PROBLEM: Could you filter the listing for lines with the word "should" and return them?

DATA FOR ANALYSIS:
===============

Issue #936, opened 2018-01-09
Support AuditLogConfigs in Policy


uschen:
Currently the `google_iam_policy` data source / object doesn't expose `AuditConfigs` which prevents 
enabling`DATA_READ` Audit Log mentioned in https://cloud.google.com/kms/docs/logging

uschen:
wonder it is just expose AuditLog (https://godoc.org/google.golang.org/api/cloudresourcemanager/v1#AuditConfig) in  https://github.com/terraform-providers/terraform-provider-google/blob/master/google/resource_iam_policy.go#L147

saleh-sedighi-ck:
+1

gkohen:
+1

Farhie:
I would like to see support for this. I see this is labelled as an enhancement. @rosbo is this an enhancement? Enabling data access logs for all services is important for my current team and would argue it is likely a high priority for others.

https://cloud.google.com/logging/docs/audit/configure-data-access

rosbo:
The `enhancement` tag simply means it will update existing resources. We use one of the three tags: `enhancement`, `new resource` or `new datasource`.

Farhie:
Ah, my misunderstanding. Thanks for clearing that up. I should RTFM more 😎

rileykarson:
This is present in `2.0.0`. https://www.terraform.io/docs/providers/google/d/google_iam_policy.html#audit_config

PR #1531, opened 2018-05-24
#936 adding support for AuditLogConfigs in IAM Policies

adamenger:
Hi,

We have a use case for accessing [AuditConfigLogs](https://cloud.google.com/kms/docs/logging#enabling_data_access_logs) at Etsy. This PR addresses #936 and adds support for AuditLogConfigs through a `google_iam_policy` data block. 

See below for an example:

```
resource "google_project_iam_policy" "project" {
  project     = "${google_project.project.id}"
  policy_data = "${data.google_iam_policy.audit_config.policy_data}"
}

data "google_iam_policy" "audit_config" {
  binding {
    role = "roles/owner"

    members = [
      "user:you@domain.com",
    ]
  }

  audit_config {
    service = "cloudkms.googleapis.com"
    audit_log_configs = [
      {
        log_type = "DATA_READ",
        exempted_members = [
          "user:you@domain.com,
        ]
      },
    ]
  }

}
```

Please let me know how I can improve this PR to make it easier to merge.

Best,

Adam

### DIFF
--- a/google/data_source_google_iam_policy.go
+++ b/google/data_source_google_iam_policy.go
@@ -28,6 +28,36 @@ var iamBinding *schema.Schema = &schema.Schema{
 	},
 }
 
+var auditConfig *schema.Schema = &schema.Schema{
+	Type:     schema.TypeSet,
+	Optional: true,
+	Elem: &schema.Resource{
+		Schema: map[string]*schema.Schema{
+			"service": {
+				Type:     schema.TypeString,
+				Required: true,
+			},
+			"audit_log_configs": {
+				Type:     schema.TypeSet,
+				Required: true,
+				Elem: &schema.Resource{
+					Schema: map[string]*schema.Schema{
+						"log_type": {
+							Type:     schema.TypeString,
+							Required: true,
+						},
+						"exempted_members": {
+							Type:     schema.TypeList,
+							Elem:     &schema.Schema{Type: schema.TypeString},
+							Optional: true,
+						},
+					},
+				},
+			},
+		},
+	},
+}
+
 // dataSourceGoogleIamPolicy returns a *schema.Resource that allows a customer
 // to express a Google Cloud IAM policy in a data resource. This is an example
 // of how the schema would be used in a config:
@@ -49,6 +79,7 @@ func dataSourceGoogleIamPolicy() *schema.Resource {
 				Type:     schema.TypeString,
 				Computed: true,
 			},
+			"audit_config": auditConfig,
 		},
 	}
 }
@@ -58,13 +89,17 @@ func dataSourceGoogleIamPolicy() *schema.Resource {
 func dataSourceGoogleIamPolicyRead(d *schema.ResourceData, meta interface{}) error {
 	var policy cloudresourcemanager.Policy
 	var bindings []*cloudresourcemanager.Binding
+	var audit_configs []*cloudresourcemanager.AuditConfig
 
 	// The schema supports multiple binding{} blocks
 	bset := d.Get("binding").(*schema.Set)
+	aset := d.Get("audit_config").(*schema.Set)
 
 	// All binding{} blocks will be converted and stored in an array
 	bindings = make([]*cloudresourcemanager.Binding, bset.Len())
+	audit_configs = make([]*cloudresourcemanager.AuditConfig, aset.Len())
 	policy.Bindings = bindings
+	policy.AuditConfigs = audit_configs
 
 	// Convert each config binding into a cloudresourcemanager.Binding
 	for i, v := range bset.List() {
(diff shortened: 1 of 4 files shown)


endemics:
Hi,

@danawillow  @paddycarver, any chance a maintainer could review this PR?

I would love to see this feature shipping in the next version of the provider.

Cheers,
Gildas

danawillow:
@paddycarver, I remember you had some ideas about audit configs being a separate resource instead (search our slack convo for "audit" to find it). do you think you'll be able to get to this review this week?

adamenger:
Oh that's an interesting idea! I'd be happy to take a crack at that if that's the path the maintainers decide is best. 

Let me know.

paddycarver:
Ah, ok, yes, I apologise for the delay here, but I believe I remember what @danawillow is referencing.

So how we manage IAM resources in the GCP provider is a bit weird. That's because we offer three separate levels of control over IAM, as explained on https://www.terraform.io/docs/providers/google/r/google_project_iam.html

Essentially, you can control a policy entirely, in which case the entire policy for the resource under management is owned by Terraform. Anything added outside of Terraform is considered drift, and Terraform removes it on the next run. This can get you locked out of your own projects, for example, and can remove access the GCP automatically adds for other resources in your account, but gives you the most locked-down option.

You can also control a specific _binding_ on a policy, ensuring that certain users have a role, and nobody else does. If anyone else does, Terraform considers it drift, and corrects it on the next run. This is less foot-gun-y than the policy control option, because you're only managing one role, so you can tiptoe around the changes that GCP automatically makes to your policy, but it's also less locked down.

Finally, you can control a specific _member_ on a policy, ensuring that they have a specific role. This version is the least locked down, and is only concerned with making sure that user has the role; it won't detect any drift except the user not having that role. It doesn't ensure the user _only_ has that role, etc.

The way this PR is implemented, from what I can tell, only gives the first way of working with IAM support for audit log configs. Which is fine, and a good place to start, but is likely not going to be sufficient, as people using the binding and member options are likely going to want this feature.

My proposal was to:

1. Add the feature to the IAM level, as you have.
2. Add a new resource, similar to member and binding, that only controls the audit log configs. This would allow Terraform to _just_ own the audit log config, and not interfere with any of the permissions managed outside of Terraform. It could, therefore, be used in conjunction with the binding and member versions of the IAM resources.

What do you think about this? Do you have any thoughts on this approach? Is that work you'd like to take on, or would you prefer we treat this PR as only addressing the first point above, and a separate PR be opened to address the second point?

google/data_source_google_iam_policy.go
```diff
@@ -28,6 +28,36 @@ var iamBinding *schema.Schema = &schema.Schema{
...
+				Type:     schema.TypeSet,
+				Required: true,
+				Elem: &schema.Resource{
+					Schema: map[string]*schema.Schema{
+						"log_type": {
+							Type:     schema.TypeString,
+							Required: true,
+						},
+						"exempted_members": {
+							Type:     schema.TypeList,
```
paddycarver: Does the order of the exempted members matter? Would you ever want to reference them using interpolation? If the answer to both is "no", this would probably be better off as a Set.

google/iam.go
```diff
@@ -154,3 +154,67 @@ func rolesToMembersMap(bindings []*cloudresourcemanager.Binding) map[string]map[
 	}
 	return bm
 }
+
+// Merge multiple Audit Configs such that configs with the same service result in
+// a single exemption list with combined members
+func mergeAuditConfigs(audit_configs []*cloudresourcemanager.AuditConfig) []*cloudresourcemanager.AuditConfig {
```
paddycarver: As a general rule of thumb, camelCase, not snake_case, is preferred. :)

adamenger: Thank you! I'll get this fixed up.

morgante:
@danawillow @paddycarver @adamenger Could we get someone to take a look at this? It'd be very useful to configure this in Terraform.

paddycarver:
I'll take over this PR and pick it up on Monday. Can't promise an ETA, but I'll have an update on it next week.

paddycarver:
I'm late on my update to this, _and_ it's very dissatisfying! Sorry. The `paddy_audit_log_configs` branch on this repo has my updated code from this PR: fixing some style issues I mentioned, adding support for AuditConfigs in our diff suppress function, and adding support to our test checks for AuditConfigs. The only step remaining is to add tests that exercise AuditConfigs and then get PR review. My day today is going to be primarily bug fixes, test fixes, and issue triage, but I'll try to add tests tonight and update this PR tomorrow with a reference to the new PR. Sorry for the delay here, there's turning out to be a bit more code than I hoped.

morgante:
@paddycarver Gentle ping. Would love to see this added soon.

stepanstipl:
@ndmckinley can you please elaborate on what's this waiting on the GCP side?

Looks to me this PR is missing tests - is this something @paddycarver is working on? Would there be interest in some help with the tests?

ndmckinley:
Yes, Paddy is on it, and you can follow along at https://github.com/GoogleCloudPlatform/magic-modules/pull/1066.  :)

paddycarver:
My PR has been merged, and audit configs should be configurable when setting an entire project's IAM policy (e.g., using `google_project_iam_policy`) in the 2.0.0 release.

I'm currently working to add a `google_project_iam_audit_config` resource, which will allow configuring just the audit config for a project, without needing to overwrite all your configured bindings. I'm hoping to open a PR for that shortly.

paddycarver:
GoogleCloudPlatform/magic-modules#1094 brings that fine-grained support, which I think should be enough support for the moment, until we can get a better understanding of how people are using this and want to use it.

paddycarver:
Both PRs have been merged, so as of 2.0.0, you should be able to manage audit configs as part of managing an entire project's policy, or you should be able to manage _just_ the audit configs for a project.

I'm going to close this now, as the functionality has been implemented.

===============

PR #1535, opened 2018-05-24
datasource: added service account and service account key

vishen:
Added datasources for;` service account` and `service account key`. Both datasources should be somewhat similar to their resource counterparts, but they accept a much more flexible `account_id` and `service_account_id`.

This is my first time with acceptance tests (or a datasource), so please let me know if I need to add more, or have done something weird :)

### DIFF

===============

EXERCISE SOLUTION:
Ah, my misunderstanding. Thanks for clearing that up. I should RTFM more 😎
My PR has been merged, and audit configs should be configurable when setting an entire project's IAM policy (e.g., using `google_project_iam_policy`) in the 2.0.0 release.
GoogleCloudPlatform/magic-modules#1094 brings that fine-grained support, which I think should be enough support for the moment, until we can get a better understanding of how people are using this and want to use it.
Both PRs have been merged, so as of 2.0.0, you should be able to manage audit configs as part of managing an entire project's policy, or you should be able to manage _just_ the audit configs for a project.
Added datasources for;` service account` and `service account key`. Both datasources should be somewhat similar to their resource counterparts, but they accept a much more flexible `account_id` and `service_account_id`.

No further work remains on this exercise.